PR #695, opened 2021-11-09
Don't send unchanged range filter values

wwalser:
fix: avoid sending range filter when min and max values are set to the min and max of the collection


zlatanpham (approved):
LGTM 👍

- Your objective:
Scan the material above for the string "range", returning each line that contains it.

- Completed exercise:
Don't send unchanged range filter values
fix: avoid sending range filter when min and max values are set to the min and max of the collection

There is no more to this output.